RELATED: Locked Inside: How an Arizona law allowed a man who killed his grandparents to not go to jail

In Locked Inside episode 2: Guilty Except Insane, the 12 News I-Team uncovered that Christopher Lambeth was sentenced 25 to life at the state hospital for treatment, where he was placed under the jurisdiction of the Psychiatric Security Review Board, after he killed his grandparents. 

Listen to the 12 News Locked Inside podcast on Apple and Spotify.

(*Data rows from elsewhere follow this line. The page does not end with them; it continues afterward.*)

PR #741, opened 2018-06-01
[THREESCALE-586] Default credentials policy

### LINKED ISSUE #734: Default credentials policy: provide default credentials to unauthenticated requests [THREESCALE-586]
Closes [THREESCALE-586](https://issues.jboss.org/browse/THREESCALE-586)

# Use Cases

Exposing legacy public service without authentication. By providing default credentials with some limits (or not) provider can expose some API without requiring authentication.

# Details

A policy should be able to fill in missing credentials for unauthenticated requests.
The policy configuration should have have option to select user_key / app_id+app_key and fill a value.
Then any request with missing credentials will get these by default.

davidor:
Closes #734

### DIFF
--- a/gateway/src/apicast/policy/default_credentials/apicast-policy.json
+++ b/gateway/src/apicast/policy/default_credentials/apicast-policy.json
@@ -1,0 +1,69 @@
+{
+  "$schema": "http://apicast.io/policy-v1/schema#manifest#",
+  "name": "Default credentials",
+  "summary": "Provides default credentials for unauthenticated requests",
+  "description":
+    ["This policy allows to expose a service without authentication. ",
+     "It can be useful, for example, for legacy apps that cannot be adapted to ",
+     "send the auth params. ",
+     "When the credentials are not provided in the request, this policy ",
+     "provides the default ones configured. ",
+     "An app_id + app_key or a user_key should be configured."],
+  "version": "builtin",
+  "configuration": {
+    "type":"object",
+    "properties":{
+      "auth_type":{
+        "type":"string",
+        "enum":[
+          "user_key",
+          "app_id_and_app_key"
+        ],
+        "default":"user_key"
+      }
+    },
+    "required":[
+      "auth_type"
+    ],
+    "dependencies":{
+      "auth_type":{
+        "oneOf":[
+          {
+            "properties":{
+              "auth_type":{
+                "enum":[
+                  "user_key"
+                ]
+              },
+              "user_key":{
+                "type":"string"
+              }
+            },
+            "required":[
+              "user_key"
+            ]
+          },
+          {
+            "properties":{
+              "auth_type":{
+                "enum":[
+                  "app_id_and_app_key"
+                ]
+              },
+              "app_id":{
+                "type":"string"
+              },
+              "app_key":{
+                "type":"string"
+              }
+            },
+            "required":[
+              "app_id",
+              "app_key"
+            ]
+          }
+        ]
+      }
+    }
+  }
+}
--- a/gateway/src/apicast/policy/default_credentials/default_credentials.lua
+++ b/gateway/src/apicast/policy/default_credentials/default_credentials.lua
@@ -1,0 +1,102 @@
+--- Default credentials policy
+
+local tostring = tostring
+
+local policy = require('apicast.policy')
+local _M = policy.new('Default credentials policy')
+
+local new = _M.new
+
+function _M.new(config)
+  local self = new(config)
+
+  if config then
+    self.default_credentials = {
+      user_key = config.user_key,
+      app_id = config.app_id,
+      app_key = config.app_key
+    }
+  else
+    self.default_credentials = {}
+  end
+
+  return self
+end
+
+local function creds_missing(service)
+  local service_creds = service:extract_credentials()
+  if not service_creds then return true end
+
+  local backend_version = tostring(service.backend_version)
+
+  if backend_version == '1' then
+    return service_creds.user_key == nil
+  elseif backend_version == '2' then
+    return service_creds.app_id == nil and service_creds.app_key == nil
+  end
+end
+
+local function provide_creds_for_version_1(service, default_creds)
+  if default_creds.user_key then
+    -- follows same format as Service.extract_credentials()
+    service.extracted_credentials = {
+      default_creds.user_key,
+      user_key = default_creds.user_key
+    }
+
+    ngx.log(ngx.DEBUG, 'Provided default creds for request')
+  else
+    ngx.log(ngx.WARN, 'No default user key configured')
+  end
+end
+
+local function provide_creds_for_version_2(service, default_creds)
+  if default_creds.app_id and default_creds.app_key then
+    -- follows same format as Service.extract_credentials()
+    service.extracted_credentials = {
+      default_creds.app_id,
+      default_creds.app_key,
+      app_id = default_creds.app_id,
+      app_key = default_creds.app_key
+    }
+
+    ngx.log(ngx.DEBUG, 'Provided default creds for request')
+  else
+    ngx.log(ngx.WARN, 'No default app_id + app_key configured')
+  end
+end
+
+local creds_provider = {
+  ["1"] = provide_creds_for_version_1,
+  ["2"] = provide_creds_for_version_2
+}
+
+local function backend_version_is_supported(backend_version)
+  return creds_provider[backend_version] ~= nil
+end
+
+local function provide_creds(service, default_creds)
+  local backend_version = tostring(service.backend_version)
+  creds_provider[backend_version](service, default_creds)
+end
+
+function _M:rewrite(context)
+  local service = context.service
+
+  if not service then
+    ngx.log(ngx.ERR, 'No service in the context')
+    return
+  end
+
+  local backend_version = tostring(service.backend_version)
+  if not backend_version_is_supported(backend_version) then
+    ngx.log(ngx.ERR, 'Incompatible backend version: ', backend_version)
+    return
+  end
+
+  if creds_missing(service) then
+    provide_creds(service, self.default_credentials)
+  end
+end
+
+return _M
--- a/gateway/src/apicast/proxy.lua
+++ b/gateway/src/apicast/proxy.lua
@@ -225,7 +225,13 @@ function _M:rewrite(service, context)
 
   ngx.var.secret_token = service.secret_token
 
-  local credentials, err = service:extract_credentials()
+  -- Another policy might have already extracted the creds.
+  local credentials = service.extracted_credentials
+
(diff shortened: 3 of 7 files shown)


gateway/src/apicast/policy/default_credentials/default_credentials.lua
```diff
@@ -0,0 +1,98 @@
...
+      app_key = config.app_key
+    }
+  else
+    self.default_credentials = {}
+  end
+
+  return self
+end
+
+local function creds_missing(service)
```
davidor: This should be moved to the Service module

davidor: I think that in order to do this, we'd need to extract a `Credentials` class. Credentials are used in many parts of the code (service, backend_client, proxy, etc.), so this would not be an easy refactor. That's why I'm leaning towards leaving it for a future PR.

gateway/src/apicast/policy/default_credentials/apicast-policy.json
```diff
@@ -0,0 +1,21 @@
...
+     "It can be useful, for example, for legacy apps that cannot be adapted to ",
+     "send the auth params. ",
+     "When the credentials are not provided in the request, this policy ",
+     "provides the default ones configured. ",
+     "An app_id + app_key or a user_key should be configured."],
+  "version": "builtin",
+  "configuration": {
+    "type": "object",
+    "properties": {
+      "user_key": { "type": "string" },
```
mikz: I was hoping this actually could be "oneOf" and user would chose user_key/app_id. But that probably can't happen because of the limitation of the react library?

gateway/src/apicast/policy/default_credentials/default_credentials.lua
mikz: I think we should try to avoid overloading the Service module. Just because it is coupled to 3scale data model and in the future we should work without it.

So I'd try to rather try to make very small independent components and Credentials class could work pretty well I think. But it should not really depend on "service".
I agree it is much bigger effort, because it should be designed in a way it will support various authentication methods like TLS, JWT, ...

gateway/src/apicast/policy/default_credentials/apicast-policy.json
davidor: I didn't find a way to do that.
Something like this does not work:
```json
{  
   "type":"object",
   "properties":{  
      "credentials":{  
         "type":"object",
         "oneOf":[  
            {  
               "type":"object",
               "properties":{  
                  "user_key":{  
                     "type":"string"
                  }
               }
            },
            {  
               "type":"object",
               "properties":{  
                  "app_key":{  
                     "type":"string"
                  },
                  "app_id":{  
                     "type":"string"
                  }
               }
            }
         ]
      }
   }
}
```

gateway/src/apicast/proxy.lua
```diff
@@ -225,7 +225,13 @@ function _M:rewrite(service, context)
 
   ngx.var.secret_token = service.secret_token
 
-  local credentials, err = service:extract_credentials()
+  -- Another policy might have already extracted the creds.
+  local credentials = service.extracted_credentials
```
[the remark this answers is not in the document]
davidor: Because `.credentials` already exists in service and it has a different kind of information. It contains the location for credentials (query, headers, etc.) and also the name used to look for the different types of keys:

https://github.com/3scale/apicast/blob/master/gateway/src/apicast/configuration.lua#L106

gateway/src/apicast/policy/default_credentials/apicast-policy.json
mikz: Thats exactly what I had in mind. 

What about:

```json
{
  "type": "object",
  "properties": {
    "credentials": {
      "type": "array",
      "items": {
        "type": "object",
        "properties": {
          "name": {
            "type": "string",
            "enum": ["app_id", "app_key", "user_key"]
          },
          "value": {
            "type": "string"
          }
        }
      }
    }
  }
}
```

davidor: That can be loaded in the react lib, but it has other problems.

With that solution, an array with app_id, app_key and user_key is valid. Also, an array with user_key and app_key for example, or an array with only app_key.

Also, with that solution including, for example, 2 different user_keys is valid.

mikz: If we keep the backend version detection, then it works exactly the same as current solution.
It has exactly the same problems as it is now: you can fill any combination of them.

We can make one field required if other field is filled in: https://github.com/mozilla-services/react-jsonschema-form#property-dependencies (but that would not work with this array).

I think with https://github.com/mozilla-services/react-jsonschema-form#dynamic we could do a selector to chose a backend version and then let them fill app_id+app_key / user_key.

I'm not advocating for actually doing it, but I'd like to evaluate our options. 
Also I think we don't really have to strongly validate everything. If they want to fill in just app_key, let them. 


BTW what if we want to expand it to support JWT/OAuth/TLS in the future? Would one structure be better over another? Without `oneOf` not really, right?

gateway/src/apicast/proxy.lua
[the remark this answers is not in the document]
mikz: Oh boy. This would definitely would benefit from some cleanup.

gateway/src/apicast/policy/default_credentials/default_credentials.lua
```diff
@@ -0,0 +1,98 @@
...
+end
+
+local creds_provider = {
+  ["1"] = provide_creds_for_version_1,
+  ["2"] = provide_creds_for_version_2
+}
+
+local function provide_creds(service, default_creds)
+  local backend_version = tostring(service.backend_version)
+  creds_provider[backend_version](service, default_creds)
```
mikz: This will crash on invalid version.

gateway/src/apicast/policy/default_credentials/default_credentials.lua
```diff
@@ -0,0 +1,98 @@
...
+function _M:rewrite(context)
+  local service = context.service
+
+  if not service then
+    ngx.log(ngx.ERR, 'No service in the context')
+    return
+  end
+
+  local backend_version = tostring(service.backend_version)
+  if backend_version ~= '1' and backend_version ~= '2' then
```
mikz: This duplicates the `creds_provider`. Imo it should check if there is creds provider and then run it else return an error instead of duplicating the checks.

spec/policy/default_credentials/default_credentials_spec.lua
```diff
@@ -0,0 +1,255 @@
...
+local DefaultCredentialsPolicy = require('apicast.policy.default_credentials')
+
+describe('Default credentials policy', function()
+  local policy_with_default_user_key
+  local policy_with_default_app_id_and_key
+  local policy_without_default_creds
+  local policy_with_default_app_id
+  local policy_with_default_app_key
+
+  local service_with_user_key_in_req
```
mikz: Wouldn't it be better for this to be a function? Then you could drop the before_each and just use local variables.

gateway/src/apicast/policy/default_credentials/apicast-policy.json
davidor: `dependencies` would fail to validate things like incluing an app_id with a user_key.
The dynamic schema would work. You can try it in https://mozilla-services.github.io/react-jsonschema-form/ to see how it looks:
```json
{
    "type":"object",
    "properties":{
      "auth_type":{
        "type":"string",
        "enum":[
          "user_key",
          "app_id_and_app_key"
        ],
        "default":"user_key"
      }
    },
    "required":[
      "auth_type"
    ],
    "dependencies":{
      "auth_type":{
        "oneOf":[
          {
            "properties":{
              "auth_type":{
                "enum":[
                  "user_key"
                ]
              },
              "user_key":{
                "type":"string"
              }
            },
            "required":[
              "user_key"
            ]
          },
          {
            "properties":{
              "auth_type":{
                "enum":[
                  "app_id_and_app_key"
                ]
              },
              "app_id":{
                "type":"string"
              },
              "app_key":{
                "type":"string"
              }
            },
            "required":[
              "app_id",
              "app_key"
            ]
          }
        ]
      }
    }
  }
```

With that schema, the config would be something like:
```json
{
    "auth_type": "user_key",
    "user_key": "some_user_key"
}
```

or

```json
{
  "auth_type": "app_id_and_app_key",
  "app_id": "some_app_id",
  "app_key": "some_app_key"
}
```

It looks good to me. What do you think?

gateway/src/apicast/policy/default_credentials/default_credentials.lua
davidor: But the method that gets called before `provide_creds` (`missing_creds`), also needs to check if the `backend_version` is supported by the policy.

Doing the check where it's done now allows us to assume in the rest of the code (`missing_creds` and `provide_creds`) that the backend version is supported. If we don't do that, we'll need to add checks and `ngx.log(ngx.ERR, ...`) in those 2 methods.

gateway/src/apicast/policy/default_credentials/apicast-policy.json
mikz: That looks good to me!

gateway/src/apicast/policy/default_credentials/default_credentials.lua
mikz: But it still can be changed to `if not creds_provider[backend_version]`, right?

My point is that if you remove/add element to `creds_provider` this line would also have to change.

gateway/src/apicast/proxy.lua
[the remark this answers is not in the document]
mikz: What about storing this in`context.credentials` ? Or better we do that when we have proper `Credentials` class/object ?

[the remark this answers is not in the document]
davidor: I would wait until we extract the `Credentials` class.

gateway/src/apicast/policy/default_credentials/apicast-policy.json
davidor: Changed :+1:

gateway/src/apicast/policy/default_credentials/default_credentials.lua
davidor: OK. I rewrote this in a way that adding/removing supported backend_versions would imply changes only in one part of the code.

spec/policy/default_credentials/default_credentials_spec.lua
davidor: Right. Also, the `before_each` seems to imply that everything there is needed for every test, which is not true.

Changed :+1:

Psychiatric Security Review Board

The Psychiatric Security Review Board, or PSRB, monitors all people who have been deemed guilty except insane. It’s the Board’s decision to determine whether those people stay locked inside the state hospital or whether they’re well enough to be released into the community. 

If someone has completed serving their sentence, the Board decides if that person needs more services when they’re let out of the hospital.

The Board typically meets once a month to discuss and make decisions on various cases. There aren’t many visitors at these meetings. Mostly, it’s just attorneys representing people deemed guilty except insane or hospital staff members that can weigh in on a case. And in the age of COVID-19, some of these people just join the Board’s video call instead. It’s not common for members of the public to just drop in.

The stated goal of this law is for people who are deemed guilty except insane to get the help they need at the state hospital and get to a point of stable remission so they can potentially go back into the community.  

The Board is tasked with balancing the goal of treating people until they’re in remission, and keeping the public safe from individuals convicted of violent crimes.

Only three states in the nation use psychiatric security review boards: Oregon, Connecticut and Arizona. In Arizona, it manages a very small part of the criminal justice system.

Credit: 12 News

The latest available data from 2020 shows there are 113 people deemed guilty except insane under the PSRB’s jurisdiction. To put that in context, there are more than 33,000 people incarcerated in Arizona prisons at the time of this publication, meaning the 113 convicted people under the Board’s watch represent a very small fraction of people convicted of crimes.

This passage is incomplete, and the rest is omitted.